J Pediatr Surg. 1991 Mar;26(3):276-81; discussion 281-2. doi: 10.1016/0022-3468(91)90502-k.
The antenatal diagnosis of ovarian cysts poses a therapeutic dilemma because the natural history of these lesions is not well known. A retrospective review from 1980 to 1989 showed 29 ovarian cysts in 27 patients diagnosed by prenatal ultrasonography performed between 28 and 36 weeks of gestation. Nineteen cysts were initially observed. Eleven cysts resolved (diameter less than 2 cm), three are decreasing, three were lost to follow-up, and two underwent resection. Eight patients underwent surgical exploration immediately following birth. The diagnosis of benign ovarian cyst was confirmed histologically in all cases. A review of the literature showed an additional 230 cases of antenatally diagnosed ovarian cysts. Simple cysts of the ovary tend to resolve spontaneously and, therefore, may be treated conservatively. Serial ultrasonography allows accurate diagnosis and long-term assessment of ovarian cysts in the neonate and may prevent unnecessary oophorectomy. Patients with cysts larger than 4 cm may be candidates for percutaneous aspiration, or should undergo removal of the cyst because of a significant risk of torsion. Complex cystic masses, symptomatic ovarian cysts, and cysts that do not resolve should be removed.

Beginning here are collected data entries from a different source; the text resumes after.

PR #462, opened 2021-02-01
Functional Tests Refactor

SharonHart:
Now that we have several scenarios, decided to align all of them with a single structure and use common methods.
Some decisions:
* Use json strings for request and response. (@itye-msft your hunch was right). Both easy copy from postman, and no need to transform the payload to python dict (null -> None, true > True). 
* Place the jsons in the scenario, for easy read-in-one-go, and compare the request and the response easily. This has the assumption that our payloads should be fairly small, and that we focus on the API layer, where complex scenarios will be added to the service integration test. @shiranr I left some of your tests reading from files, I want your approval to transform them. 
* Added json strings equality helper methods so that we won't have to sort lists and objects in the scenarios.


.pre-commit-config.yaml
```diff
@@ -14,7 +14,7 @@ repos:
           ]
           args: ['--max-line-length=88', 
                  '--docstring-convention=numpy', 
-                 '--per-file-ignores=**/tests/**.py:D functional-tests/**:D', 
+                 '--per-file-ignores=**/tests/**.py:D functional-tests/**:D,E501,W291',
```
omri374, line 17: Should this be here or under `--extend-ignore`?

functional-tests/tests/test_analyzer.py
```diff
@@ -1,76 +1,141 @@
...
+    request_body = "{}"
 
     response_status, response_content = analyze(request_body)
 
+    expected_response = """
+        {"error": "No text provided"}
+    """
     assert response_status == 500
-    assert response_content == {"error": "No text provided"}
+    assert equal_json_strings(expected_response, response_content)
```
omri374, line 79: Could we have issues with json strings formatting such as indentation between expected and actual?

SharonHart: Json.loads takes care of the whitespaces and aligns both.

.pre-commit-config.yaml
SharonHart: This links the ignore to just the functional tests

omri374: ok

omri374 (approved):

navalev (approved):
looks good. Approving following our offline discussion. We need to align all tests thoughot the code - unit, funcitonal and integration (as much as possible)

navalev (approved):

SharonHart:
@navalev @omri374 I've committed another change moving some of the scenarios (that were jsons in the first place) from functional to anonymizer integrations. @shiranr those are yours do you agree with moving?

.pre-commit-config.yaml
```diff
@@ -14,7 +14,7 @@ repos:
           ]
           args: ['--max-line-length=88', 
                  '--docstring-convention=numpy',
```
shiranr, line 16: Can we add a remark what each means?

.pre-commit-config.yaml
shiranr, line 17: Can we add a remark what each means or a link to where you got this codes from? 
When someone reads the code he/she starts looking it online and it takes time.

SharonHart: Done

functional-tests/tests/test_anonymizer.py
```diff
@@ -1,92 +1,63 @@
...
 
 
 @pytest.mark.api
-def test_anonymize_api_fails_on_invalid_value_of_text():
-    json_path = file_path("payload.json")
-    with open(json_path) as json_file:
-        content = json.load(json_file)
-        content["text"] = ""
+def test_given_anonymize_called_with_empty_text_then_invalid_input_message_returned():
+    request_body = """
```
shiranr, line 34: Next test is with json files and this one is without I would keep it consistent. Take one valid json and explicitly do: json.text = ""
I think it will be more clear and use the same concept of json files.

functional-tests/tests/test_anonymizer.py
```diff
@@ -1,92 +1,63 @@
...
 
+    expected_response = """
+        ["mask", "fpe", "replace", "hash", "redact"]
+    """
 
-@pytest.mark.api
-def test_anonymizers():
-    expected_list = ["mask", "fpe", "replace", "hash", "redact"]
-    response_status, response_content = anonymizers()
     assert response_status == 200
```
shiranr, line 62: Very cool change

functional-tests/tests/test_anonymizer.py
```diff
@@ -1,92 +1,63 @@
...
-    assert all([a == b for a, b in zip(response_content, expected_list)])
```
shiranr, line 92: Very nice change. :)

shiranr (approved):

navalev (approved):

PR #465, opened 2021-02-02
Split CI and PR pipelines

SharonHart:
As CI pipeline is becoming more complex, this splits the pipelines, reducing the number of conditions in the pipeline steps.
* To reduce the sizes of both, extracted linting and building the services into templates as a single stage for reuse in both CI and PR pipelines. 
* Made Functional tests not dependent in the services build jobs, reduces the build time from 11 to 6 minutes, ultimately releasing build agents faster which we need, yet not 'classic CI' where we run Build -> UT -> functional 
*  Regarding CI pipeline I've currently just left the dev deployment as-is, not extracting into a template. I think that it's worth waiting for the production deployment and see what is common and what is not.


navalev (dismissed):
Looks good. as we discussed, I'm in favor of spliting the pipelines. Not sure about the naming and location of all the pipeline yml files, but this can be addressed in a seperate PR

SharonHart:
@navalev  eventually I want to move everything to /pipelines WDYT?

navalev:
@SharonHart yes, agree all can go under pipelines folder. also would change the names to somthing like  ci-pipeline and pr-pipeline

balteravishay (approved):
lgtm

navalev (approved):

卵巢囊肿的产前诊断带来了治疗难题,因为这些病变的自然病程尚不明确。一项对1980年至1989年的回顾性研究显示,在27例患者中发现了29个卵巢囊肿,这些囊肿是在妊娠28至36周期间通过产前超声诊断出来的。最初对19个囊肿进行了观察。11个囊肿消失(直径小于2厘米),3个囊肿在缩小,3个失访,2个接受了切除术。8例患者在出生后立即接受了手术探查。所有病例经组织学检查均确诊为良性卵巢囊肿。文献回顾显示另有230例产前诊断为卵巢囊肿的病例。卵巢单纯囊肿往往会自发消失,因此可以采取保守治疗。连续超声检查能够准确诊断并长期评估新生儿卵巢囊肿,还可避免不必要的卵巢切除术。囊肿直径大于4厘米的患者可考虑经皮穿刺抽吸,或者因扭转风险较大而应进行囊肿切除术。复杂的囊性肿块、有症状的卵巢囊肿以及未消失的囊肿均应切除。